The eventhandler on_button_insert_clicked first clears the output, then calls the insert-method from the BST-class with the argument ui_key.value from the input field, then creates a graphviz dot file using the visualize-method from the BST-class and finally display the tree.

# Create new tree
tree = BST()
# Input field for keys
ui_key = BoundedIntText(value=20, min=0, max=100, 
                        step=2, description='Enter Key:')
# Create button
btn_insert = Button(description='Insert', button_style='success')
def on_button_insert_clicked(b):
  with out:
    clear_output()
    tree.insert(ui_key.value)
    BSTViz(tree).visualize()      
btn_insert.on_click(on_button_insert_clicked)


(3) Place widgets on first tab
Finally, we put everything together: the output out1 for the first tab will be a VBox containing four other widgets: the HBox displ containing the tree visualization out, a HTML-widget msgbox for instructions and error messages and finally a HBox-widget ctrl grouping the buttons.

# Layout for display and controls
layout_displ=Layout(height='350px', border='1px dotted blue', overflow ='auto')
layout_ctrl=Layout(height='50px')
with out1: 
    msgbox = HTML(" ")
    displ = HBox([out], layout=layout_displ)
    ctrl = HBox([ui_key, btn_insert, btn_delete, btn_search], layout=layout_ctrl)
    display(VBox([displ, msgbox, ctrl]))
with out2:
    msgbox = HTML(" ")
    displ = HBox([out], layout=layout_displ)
    ctrl = HBox([ui_key, btn_insert_avl, btn_delete_avl], layout=layout_ctrl)
    display(VBox([displ, msgbox, ctrl]))

After adding more buttons for the different tree operations, the first tab looks as displayed and the onclick-events for the buttons should work.

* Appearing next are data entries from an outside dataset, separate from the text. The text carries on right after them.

PR #8748, opened 2022-07-27
Prebid core: fix native trackers for Prebid Server; simplify native ORTB logic

dgirardi:
## Type of change

- [x] Bugfix

## Description of change

A followup to https://github.com/prebid/Prebid.js/pull/8086, this:

 - fixes several things about how native trackers are handled. The original intent was to offload their processing to the PUC (https://github.com/prebid/prebid-universal-creative/pull/150); since that has not been merged, trackers do not work for adapters that reply in native ORTB (currently that is just the Prebid Server adapter). However there are other problems with that approach  - mixing of URLs and markups; as well as a long standing problem with confusing arrays and strings in the legacy `javascriptTrackers` .
 - adUnits (and bid requests derived from it) now have a `nativeOrtbRequest` property that adapters can use instead of manually converting  `bidRequest.nativeParams` (or `bidRequest.mediaTypes.native`). I think this makes more sense because all requests derived from an ad unit will result in the same ORTB native request object.
 - native rendering now retrieves the native request from the adUnit, instead of separately associating each request with the native request.

This is also in preparation of https://github.com/prebid/Prebid.js/pull/8738, where I plan to re-use this logic for all ORTB adapters (including the PBS adapter, which currently duplicates a lot of the logic).

FYI @bretg @musikele; with this, the guidance to adapters that want to deal with native in ORTB should be to pick `bidRequest.nativeOrtbRequest` (instead of `convertLegacyNativeRequestToOrtb(validBidRequests)`).

### DIFF
--- a/modules/prebidServerBidAdapter/index.js
+++ b/modules/prebidServerBidAdapter/index.js
@@ -446,11 +446,6 @@ if (FEATURES.NATIVE) {
     });
   });
 }
-/*
- * Protocol spec for OpenRTB endpoint
- * e.g., https://<prebid-server-url>/v1/openrtb2/auction
- */
-let nativeAssetCache = {}; // store processed native params to preserve
 
 /**
  * map wurl to auction id and adId for use in the BID_WON event
@@ -553,11 +548,13 @@ Object.assign(ORTB2.prototype, {
       this.adUnitsByImp[impressionId] = adUnit;
 
       const nativeParams = adUnit.nativeParams;
-      let nativeAssets = nativeAssetCache[impressionId] = deepAccess(nativeParams, 'ortb.assets');
+      let nativeAssets = deepAccess(nativeParams, 'ortb.assets');
       if (FEATURES.NATIVE && nativeParams && !nativeAssets) {
+        // TODO: all of this should not be necessary, the same logic is in native.js
+        // will be refactored as part of https://github.com/prebid/Prebid.js/pull/8738
         let idCounter = -1;
         try {
-          nativeAssets = nativeAssetCache[impressionId] = Object.keys(nativeParams).reduce((assets, type) => {
+          nativeAssets = Object.keys(nativeParams).reduce((assets, type) => {
             let params = nativeParams[type];
 
             function newAsset(obj) {
@@ -691,7 +688,7 @@ Object.assign(ORTB2.prototype, {
           // privacy: int
           assets: nativeAssets
         };
-        const ortbRequest = deepAccess(nativeParams, 'ortb');
+        const ortbRequest = deepAccess(adUnit, 'nativeOrtbRequest');
         try {
           const request = ortbRequest ? Object.assign(defaultRequest, ortbRequest) : defaultRequest;
           mediaTypes[NATIVE] = {
--- a/modules/prebidServerBidAdapter/index.js
+++ b/modules/prebidServerBidAdapter/index.js
@@ -2,7 +2,6 @@ import Adapter from '../../src/adapter.js';
 import {createBid} from '../../src/bidfactory.js';
 import {
   bind,
-  cleanObj,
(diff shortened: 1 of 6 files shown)


patmmccann:
@jbartek25 fyi

jbartek25:
@dgirardi Apologies for a question not directly related to this PR but I'm getting confused. I'm the maintainer of the Improve Digital bid adapter. We recently migrated our adapter to oRTB and so I was eagerly waiting for https://github.com/prebid/Prebid.js/pull/8086 (thank you for all the effort)  to be merged. Now as part of https://github.com/prebid/Prebid.js/pull/8701 I already started implementing logic to allow publishers to override the default native params via `nativeParams.ortb` and see that this PR changes `nativeParams` to `nativeOrtbRequest` and there's bunch of other related PRs open (including the docs PR https://github.com/prebid/prebid.github.io/pull/3497). I'm wondering, at which point can the bidder adapters start adopting ortb native? I thought it was after https://github.com/prebid/Prebid.js/pull/8086 got merged but now I'm not so sure. Please advise.

musikele (changes requested):
One issue and a question. 

- in file `native.js` at line 483 instead of 
```
    if (key in NATIVE_KEYS_THAT_ARE_NOT_ASSETS) continue;
```
change to 
```
    if (key in NATIVE_KEYS_THAT_ARE_NOT_ASSETS) continue;
```
This is a leftover bug by me. 

--- 

Regarding the trackers: I see that trackers are fired in PUC , file `nativeORTBTrackerManager.js`... how is it supposed to work? Were your changes only related to legacy behaviour?

musikele:
@jbartek25 before _releasing_ any change I'd wait for the PUC to be relased and the documentation to be published...

dgirardi:
@musikele, with the PUC version that's currently out, it would send [a message](https://github.com/prebid/prebid-universal-creative/blob/259030726f486f161995908688f360a8befdecf1/src/nativeTrackerManager.js#L56) that triggers `fireNativeTrackers` on the Prebid side - which with this, should work again for native ortb responses. (I don't know, however, if the exising PUC native tracker logic is sound).

The [https://github.com/prebid/prebid-universal-creative/pull/150](PUC native PR) wanted to move that logic to the PUC. For that to work it had to be merged & shipped first I think (it's something I missed when we were discussing the rollout). If you still want to go that route you would need to copy the logic in this PR over, it does not seem worth it to me - considering also that apparently some publishers prefer to _not_ use the PUC (and do [this](https://github.com/prebid/Prebid.js/blob/master/integrationExamples/gpt/x-domain/creative.html) instead).

dgirardi:
@jbartek25 there's also https://github.com/prebid/Prebid.js/pull/8738 - and I am looking for adapters like yours to convert with it! ([example of what I am doing with them](https://github.com/prebid/Prebid.js/pull/8738/commits/412241ae99ed5145d666f258246d97fbf0683237), and [documentation](https://github.com/dgirardi/Prebid.js/tree/pbjs-ortb-squash/libraries/ortbConverter)). It would automatically support native with the same logic used by the Prebid Server adapter, including this PR and https://github.com/prebid/Prebid.js/pull/8086, as well as any other future updates.

If you trust your test suite, or are willing to help me with verification in that PR, I can include your adapter - I am hoping to find a couple so that they can work as reference implementations.

jbartek25:
@dgirardi 
> If you trust your test suite, or are willing to help me with verification in that PR, I can include your adapter
Yes, sure :-). Our adapter's test suite is pretty extensive + I can help with testing as needed.

musikele (approved):
Tested with jstracker, eventtracker and everything should work for legacy native (that is the one everybody's using). 
In general, you cannot use mediatype.native.ortb until the PUC changes are adapted to support ortb responses in templates.

patmmccann (approved):

PR #7449, opened 2021-09-21
clean.io RTD Module : add new RTD module

nick-clean:
## Type of change

- [x] Other

## Description of change
The clean.io Realtime module provides effective anti-malvertising solution for publishers, including, but not limited to, blocking unwanted 0- and 1-click redirects, deceptive ads or those with malicious landing pages, and various types of affiliate fraud.  Using this module requires prior agreement with clean.io to obtain the necessary distribution key.

- contact email of the adapter’s maintainer

Module Name: clean.io Rtd provider
Module Type: Rtd Provider
Maintainer: nick@clean.io

- [X] official adapter submission

For any changes that affect user-facing APIs or example code documented on http://prebid.org, please provide:

- A link to a PR on the docs repo at https://github.com/prebid/prebid.github.io/

## Other information

clean.io module will be used for malvertising prevention and thus will need to execute Javascript.  There is historical precedent for this exception with this with GeoEdge similarly purposed adapter.  Please grant a similar exception.

PR #8750, opened 2022-07-27
CleanIO RTD Module: support billable event

alexeyst:
Add billable events to [clean.io Real-time Anti-Malvertising Module](https://docs.prebid.org/dev-docs/modules/cleanioRtdProvider.html)

## Type of change

- [x] Other

## Description of change
As described in [Vendor Billing](https://docs.prebid.org/dev-docs/vendor-billing.html), clean.io will now submit a billable event for each protected impression.

Module Name: clean.io Rtd provider
Module Type: Rtd Provider
Maintainer: [nick@clean.io](mailto:nick@clean.io)

## Other information
Solution was previously merged as part of [pull request #7449](https://github.com/prebid/Prebid.js/pull/7449)


nick-clean:
@ChrisHuie 
As we expected, the CircleCI tests failed. Our update includes utilizing a billable events; however, the tests seem to be hardcoded for a specific number of billable events so they fail when we send an unexpected event.
Screen Shot 2022-07-28 at 9 15 57 AM

Can you advise?  We believe this is an issue with the tests.

nick-clean:
@mmoschovas 
We're not surprised that the CircleCI tests failed. Our update includes utilizing a billable events; however, the tests seem to be hardcoded for a specific number of billable events so they fail when we send an unexpected event.

With a previous submission, we were told to pull in recent PRs to resolve the issue, but that doesn't look to resolve the problem, as the tests seem to be hardcoded for specific values.  Can you let us know how to proceed?

nick-clean:
> In the past, for things like
> 
> `should catch all events if affiliate id present Sovrn Analytics Adapter enableAnalytics AssertError: expected track to be called 5 times but was called 6 times`
> 
> we just increase the count in the expect

@patmmccann Thanks for jumping in. Are you stating that the tests need to be updated by manually adjusting the Expected count? Is that something @mmoschovas would do?  I unclear if this is something that you are requesting of us. Could you help clarify?

mmoschovas:
@nick-clean sorry for the delay. You would need to go through the tests that fail with the introduction of your billable event and increase their expected values

mmoschovas (approved):
lgtm

PR #8759, opened 2022-07-29
TL-29693: Adding support for all universal user IDs

patrickloughrey:
## Type of change
- [x] Feature

## Description of change
Up until this point, the Triplelift bid adapter only supported PubCommon ID, Criteo ID, LiveRamp ID, and Unified ID. This feature adds additional functionality to ingest all additional user IDs that a publisher is setting on their page.


patrickloughrey:
Merging into Triplelift master branch before merging into Prebid master

PR #8760, opened 2022-07-30
Prebid Core: Handled edge cases for allowedAlternateBidderCodes functionality

pm-azhar-mulla:
## Type of change

- [x] Feature

## Description of change

We have made a few minor changes to the `allowedAlternateBidderCodes` functionality
1. Made search case-insensitive, since the bidder names are in lowercase, we have made `allowedAlternateBidderCodes` array also lowercase before comparison.
2. Trimmed the entries in `allowedAlternateBidderCodes` array before comparison.
3. To keep the functionality in sync with [prebid-server](https://github.com/prebid/prebid-server/pull/2326). It will not accept bids from the alternate bidders when the array is empty ([]).


bsardo:
Hi team, I just wanted to bring it to your attention that the PBS team is actually planning to treat an empty array as "restrict all" instead of "allow all" as mentioned in the description here.
That means all bidder codes will be allowed if the array is not defined or if the array is defined as `["*"]`.

jsnellbaker (approved):
I think this looks fine.  Will need a second review.

pm-azhar-mulla:
@ncolletti can you please review this?

ncolletti (approved):
lgtm

Issue #8689, opened 2022-07-14
Various bidders: bypass of storage manager rules violation


patmmccann:
The following modules should have these bypasses fixed or disabled:

Modules should import storageManager and use for example, storage.getDataFromLocalStorage. In this way, deviceAccess controls and gdpr enforcement modules will govern the access

https://github.com/prebid/Prebid.js/blob/846bc8d65f150b94c7534da7e36192382285e8fa/modules/kargoBidAdapter.js#L128

@jsadwith 

https://github.com/prebid/Prebid.js/blob/3fd3b5dca5dcc3fcd9f3c949e8e1a3238ea6b836/modules/widespaceBidAdapter.js#L200
https://github.com/prebid/Prebid.js/blob/3fd3b5dca5dcc3fcd9f3c949e8e1a3238ea6b836/modules/widespaceBidAdapter.js#L189

@talha08

https://github.com/prebid/Prebid.js/blob/e47b9081ef3f6283053c46dd432a6d593d9b3558/modules/fintezaAnalyticsAdapter.js#L41

@finteza 

https://github.com/prebid/Prebid.js/blob/6f4fb5b78a4bc31a1f84b59ec5b98d4e3bcf0179/modules/sspBCBidAdapter.js#L104

@wojciech-bialy-wpm 

https://github.com/prebid/Prebid.js/blob/06e2976190aac71836f2fd0605598de38f4dc42d/modules/insticatorBidAdapter.js#L42

@EugeneVigonny 

https://github.com/prebid/Prebid.js/blob/6f4fb5b78a4bc31a1f84b59ec5b98d4e3bcf0179/modules/pubwiseAnalyticsAdapter.js#L160

@GLStephen 

https://github.com/prebid/Prebid.js/blame/5534049666913829624589561cdcb51e9038a8c7/modules/invibesBidAdapter.js#L384

@invibes

PR #8762, opened 2022-08-01
sspBC bid adapter - remove storage/cookie check, add screen size to request

wojciech-bialy-wpm:
## Type of change

- [x] Feature

## Description of change

- remove storage access (see https://github.com/prebid/Prebid.js/issues/8689)
- add screen size to device object in ortb request


patmmccann (approved):

robertrmartinez (approved):
Looks fine.

Usually we would want some unit test to verify changes for each PR.

Maybe a simple one to check the screen width and height are passed into your endpoint?

Removing the cookie check definitely should have probably caused some unit tests to fail as well! But no big deal!

Issue #7873, opened 2021-12-18
Batch video cache requests 


bretg:
## Type of issue
enhancement

## Description
Some publisher pages make many calls to the video cache endpoint. The Prebid Cache Server can handle taking multiple cache entries in one request, but PBJS isn't taking advantage of that feature.

I propose enhancing the caching subsystem to support optional aggregation of cache requests. Right now caching is done in a purely event-driven way: bid response comes in, caching needed, do it. The alternative would be to set a timer, wait for more responses to come in, and batch up any additional responses that come in before the timer pops. 

Proposed config:
```
pbjs.setConfig({
        cache: {
            url: 'https://my-pbs.example.com/vtrack',
            vasttrack: true,
            batchSize: 5,
            batchTimeout: 20   // how long in ms to wait for additional responses
        }
});
```
Note: the feature should work with or without vasttrack.

spormeon:
+1 from me, i'm one of the ones that needs it

spormeon:
another potential thought here as well is, maybe only the winning bids could be sent to cache, that would dramatically cut down the cache pushes for me, e.g. if got 30 bids, but 5 slots, only the 5 winning slot bids sent to cache.  Not sure if that feasible though and easier to send all?

patmmccann:
if pbc is on http2, what problem does this solve?

spormeon:
I was getting so many bids seing to PBC that it was meaning the rrsponce times were climbing and thus timeing it out.  Had a chat with Bretg and he though batching these up in less calls would help stop the timeouts  ( i think I got the idea why right)

karimMourra:
The Video Task Force discussed this and approves.

spormeon:
any development on this one, does it move to WIP now?

jlquaccia:
@bretg Just created a PR for this issue: https://github.com/prebid/Prebid.js/pull/8765.

Had a couple of questions as well:

1. Will the response from the POST /cache call preserve the same order as the request to the /cache endpoint?  For example, would the request order like this: `{ puts: [{obj1: “val1”}, {obj2: “val2”}] }` be returned in the same order with the response: `{ responses: [ {mapToObj1: uuidForObj1}, {mapToObj2: uuidForObj2} ] }` ?
[...]

PR #8765, opened 2022-08-01
Prebid Core: Batch Video Cache Requests feature

jlquaccia:
## Type of change

- [x ] Feature

## Description of change
This PR provides integration support for videos to optionally be cached in batch requests to the Prebid cache endpoint instead of all video cache requests getting sent individually.  This new feature can be enabled by simply including the "batchSize" key within the object passed to the "setConfig" function.  Additionally, the "batchTimeout" key can also optionally be set, stating the time in milliseconds that Prebid.js will wait to gather all batch requests before sending them out (default is 0 milliseconds).

Example:
```
pbjs.setConfig({
  cache: {
    url: 'https://prebid.adnxs.com/pbc/v1/cache',
    batchSize: 2,
    batchTimeout: 20
  }
})
```

## Other information

Related Issue: https://github.com/prebid/Prebid.js/issues/7873
@bretg, could you code review when you have time?  _Note: I left the "video.html" in the PR in the meantime for visibility around how I was testing out the new integration.  I can remove that after CR_


patmmccann:
@jlquaccia please note the 3 lgtm alerts

jlquaccia:
Thanks @patmmccann, I still had a test HTML file that I was using to test out my changes for this issue on the PR.  Just removed that file.  Looks like that was what had caused the 3 lgtm alerts

jlquaccia:
Thanks @dgirardi, addressed what you mentioned above and just pushed a few more commits just now.  I created a `batchRequests.init` function that now gets invoked after all batch requests have been processed by the Prebid /cache endpoint which I think should cover your first and last comment up above.

Could you review again when you have time?

src/videoCache.js
```diff
@@ -136,12 +136,13 @@ function shimStorageCallback(done) {
  * @param {videoCacheStoreCallback} [done] An optional callback which should be executed after
  * the data has been stored in the cache.
  */
-export function store(bids, done) {
+export function store(bids, done, isBatchRequest) {
```
dgirardi, line 139: Actually, looking into this more, I don't think you need to change this at all? why couldn't you do something like (continuing from my previous comment):

```
function storeInCache(batch, auctionInstance, afterBidAdded) {
    store(batch, function(err, cacheIds){
          cacheIds.forEach(cacheId, i) {
               const bidResponse = batch[i]; // instead of the combination of `batchBidResponseRequestIdMappingObject` and `batchedBidRequestIds`
               //....
          }
    })
}
```

The way you have it here, this `batchedBidRequestIds` is just passed in and back out again - this logic does not use it at all.

src/auction.js
```diff
@@ -514,7 +514,46 @@ function tryAddVideoBid(auctionInstance, bidResponse, afterBidAdded, {index = au
...
+
+                if (!currentBidResponse.vastUrl) {
+                  currentBidResponse.vastUrl = getCacheUrl(currentBidResponse.videoCacheKey);
+                }
+                addBidToAuction(auctionInstance, currentBidResponse);
+                afterBidAdded();
+              }
+            }
+
+            if (numberOfTimesStoreCacheFuncWasProcessed === batchBidResponseArrayToPass.length && requestIdIndex === batchedBidRequestIds.length - 1) batchRequests.init()
```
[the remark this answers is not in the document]
dgirardi: correction - there can also be multiple auctions going on at the same time, so you probably need to treat each trio `{bidResponse, auctionInstance, afterBidAdded}` as a single unit. E.g.

```
// in the partitioning logic
batches[batches.length - 1].push({bidResponse, auctionInstance, afterBidAdded});
```

and
```javascript
function storeInCache(batch) {
    store(batch.map(entry => entry.bidResponse), function(err, cacheIds) {
          cacheIds.forEach((cacheId, i) => {
                 const {bidResponse, afterBidAdded, auctionInstance} = batch[i];
                 // ...
          })
    })
}
```

jlquaccia:
hey @dgirardi, thanks for the review!  always appreciate your feedback 👍 💯

i went back and updated my PR and tested things locally in the browser and the logic around batch requests appear to look good in the network tab.  however, i have one question.  even though the new logic seems to be working fine, there are a handful of tests that look to be failing and i can't seem to tell why.

this test breaks and causes others to break after:
`✖ should run auction after video bids have been cached`
`AssertionError [ERR_ASSERTION]: 0 == 2`

(for a full list of the tests that failed, see this gist i made: https://gist.github.com/jlquaccia/ced04d2f4ead17207d7c822c21053efa)

i reviewed/debugged the new code in my PR several times but wasn't able to find the root cause of the issue.  i think i might just need an extra set of eyes haha.  do you have any idea what might be causing the tests to break?  Well anyway, know it's Friday night, have a great weekend!

src/auction.js
```diff
@@ -514,28 +514,67 @@ function tryAddVideoBid(auctionInstance, bidResponse, afterBidAdded, {index = au
...
+        batches.forEach(batch => storeInCache(batch));
+        batches = [[]];
+        debouncing = false;
+      }, batchTimeout);
+    }
+  }
+})();
+
+export const callPrebidCache = hook('async', function(auctionInstance, bidResponse, afterBidAdded, videoMediaType) {
+  batchAndStore(auctionInstance, bidResponse, afterBidAdded);
```
dgirardi, line 577: It's because here you always call the batched version, which means the cache will always be delayed. (Even if the batchTimeout is 0, it still waits for the microtask queue to clear before running it; which means that all tests that expect that to have happened already, fail). Plus there's a bunch of red herring failures because they're not configured that well and can't deal with some previous setup / teardown not running.


if you change line 577 to `storeInCache([{auctionInstance, bidResponse, afterBidAdded}])` all tests pass, which is still not ideal because it means that the batching logic is untested. An alternative would be to change line 567 to only use setTimeout if batchTimeout is greater than zero.

Something extra I should mention - I don't know how the cache endpoint works, so I am expecting it to do what your code assumes it does  -  which is always return a cacheId for each item that was requested, in the same order. Does that sound correct to you?

src/auction.js
```diff
@@ -514,28 +514,67 @@ function tryAddVideoBid(auctionInstance, bidResponse, afterBidAdded, {index = au
...
   });
+};
+
+const batchAndStore = (() => {
+  let batches = [[]];
+  let debouncing = false;
+
+  return function(auctionInstance, bidResponse, afterBidAdded) {
+    const batchSize =
+      typeof config.getConfig('cache.batchSize') === 'number' && config.getConfig('cache.batchSize') > 0
```
dgirardi, line 550: the getConfig call has some overhead, and this function runs many times per auction, so it's better if we try to minimize calls to it. You could separate the config out to 

```javascript
let batchSize, batchTimeout;
getConfig('cache', function(cacheConfig) => {
    batchSize = typeof cacheConfig.cache.batchSize ...
    batchTimeout = ...;
})
```

src/auction.js
```diff
@@ -514,28 +514,67 @@ function tryAddVideoBid(auctionInstance, bidResponse, afterBidAdded, {index = au
...
         }
-        addBidToAuction(auctionInstance, bidResponse);
-        afterBidAdded();
       }
-    }
+    });
   });
+};
+
+const batchAndStore = (() => {
```
dgirardi, line 544: A trick to make testing easier is to inject `setTimeout` and `storeInCache` as dependencies here, e.g.

```javascript
export function batchingCache(timeout = setTimeout, cache = storeInCache) {
    ...
    timeout(() => {
        batches.forEach(cache);
        ....
    })
}
const batchAndStore = batchingCache();
```

so that you can write (or reuse) tests for `storeInCache` without worrying about batching, and then inject stubs here to test batching without worrying about `storeInCache`:

```
let stubCache = sinon.stub();
let mockTimeout = sinon.stub().callsFake((cb) => cb())
const batchAndStore = batchingCache(mockTimeout, stubCache);
...
sinon.assert.calledWith(mockTimeout, sinon.match.any(), expectedBatchTimeout);
sinon.assert.calledWith(stubCache, expectedBatch);
```

src/auction.js
```diff
@@ -514,28 +514,73 @@ function tryAddVideoBid(auctionInstance, bidResponse, afterBidAdded, {index = au
...
+        ? cacheConfigBatchSize
+        : 1;
+
+  const batchTimeout =
+    typeof cacheConfigBatchTimeout === 'number' && cacheConfigBatchTimeout > 0
+      ? cacheConfigBatchTimeout
+      : 0;
+
+  return function(auctionInstance, bidResponse, afterBidAdded) {
+    const batchFunc = batchTimeout > 0 ? timeout : noTimeout;
```
jlquaccia, line 562: Added this line to handle conditionally using setTimeout or not based on the presence/absence of the batchTimeout key.

src/auction.js
jlquaccia: In regards to the cache endpoint, I was wondering the same thing.  According to the README page here, https://github.com/prebid/prebid-cache, the sample responses in the sections titled `Puts Parameters` and `Overwritting Values` look to demonstrate that responses do come back in the same order.

However, I also found these lines in the test file for cache endpoint:

without custom keys:

- https://github.com/prebid/prebid-cache/blob/master/endpoints/put_test.go#L150 (looks like the same elements from the response and request are checked for here, not 100% sure if the order is preserved in this scenario though..)

with custom keys

- https://github.com/prebid/prebid-cache/blob/master/endpoints/put_test.go#L176 (looks like order is preserved here 👍 )


Do you know anyone we could ask to confirm if the ordering will work as expected or if a change is needed?

test/spec/videoCache_spec.js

A minor inconvenience with a more elaborated Jupyter Widgets GUI is that it is shown at the end of the Jupyter Notebook, after rather lengthy class implementations and widgets definitions. To this, there are two solutions: 1. Create a package, put the helper classes there, and import them as you would do with other Python packages. 2. Hide the code cells (this can be done easily in Google Colab), so that only the output of the widget code cell is shown.



Tools & References

    Top

For re-creating this visualization, the following tools must be installed on your computer: Python, Anaconda (with Jupyter Notebook), Graphviz. Graphviz is open source graph visualization software, that describes graphs in a simple text language ("DOT"), and creates graph and tree visualizations in a number of image formats and as PDF.

Or, you can skip the local installations and simply develop and run the Juypter Notebook as Google Colab script in the Cloud.